■ Problem details
Lines from the line with "Speed up contact list display" to the line with "What took a" in the entries below, and only those, must be output exactly, with both ends included.

═══ Records provided ═══

PR #413, opened 2017-06-29
Fix display of reminders on people detail view (#244)

### LINKED ISSUE #244: Adding a note to a reminder breaks the table
Steps:

* Add a reminder and type a note
* People detail view breaks

schermafbeelding 2017-06-12 om 20 31 58

rpalladino:
This PR removes comments from displaying in the reminders table on the person detail page, to fix #244. We may want to display reminders comments in the table, but its not clear how that should be done. Other entities that display here (e.g. activities, tasks) do not display the comment/description. 

### Checklist


djaiss:
Thanks a lot for this PR. But somehow I'm torn with it. Yes, currently it breaks, but at least the information is there. What you've done is removing the problem, not really fixing it. A true fix would be to keep the information and display it in a way that wouldn't break the layout.

rpalladino:
How about this, then?

screen shot 2017-06-30 at 10 44 27 am

I've modified the reminders to display consistently with the other things on the people detail view (activities, gits, etc), by replacing the table with an unordered list in the template markup. I also cleaned up the now obsolete table header strings, removing them from the translation files.

djaiss:
Why did you add the blue stuff around the frequency? I don't think it adds value and the padding is also off here.

image

rpalladino:
@djaiss That was unintentional and I've fixed it.

djaiss:
Nice thank you very much for your efforts.

PR #415, opened 2017-06-30
Speed up contact list display

djaiss:
This PR drastically speeds up the display of the contact list.

What took a lot of time to display the list when you had a lot of contacts, was the fact that for every contact, we were looking if there was a gravatar for the contact. That means one request to an external service per contact. The nightmare.

To solve this, on page load, we no longer check Gravatar. Gravatar is only requested once now: when you add the email address for a contact. The benefit: we no longer request Gravatar on every page load. The drawback: we'll look for a gravatar only if you add an email address to a contact.

Also, because now the list loads really fast, there is no need for a pagination anymore, which we introduced one hour ago thanks a pull request from the community.


app/Http/Controllers/PeopleController.php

═══

■ Exercise output
Speed up contact list display

djaiss:
This PR drastically speeds up the display of the contact list.

What took a lot of time to display the list when you had a lot of contacts, was the fact that for every contact, we were looking if there was a gravatar for the contact. That means one request to an external service per contact. The nightmare.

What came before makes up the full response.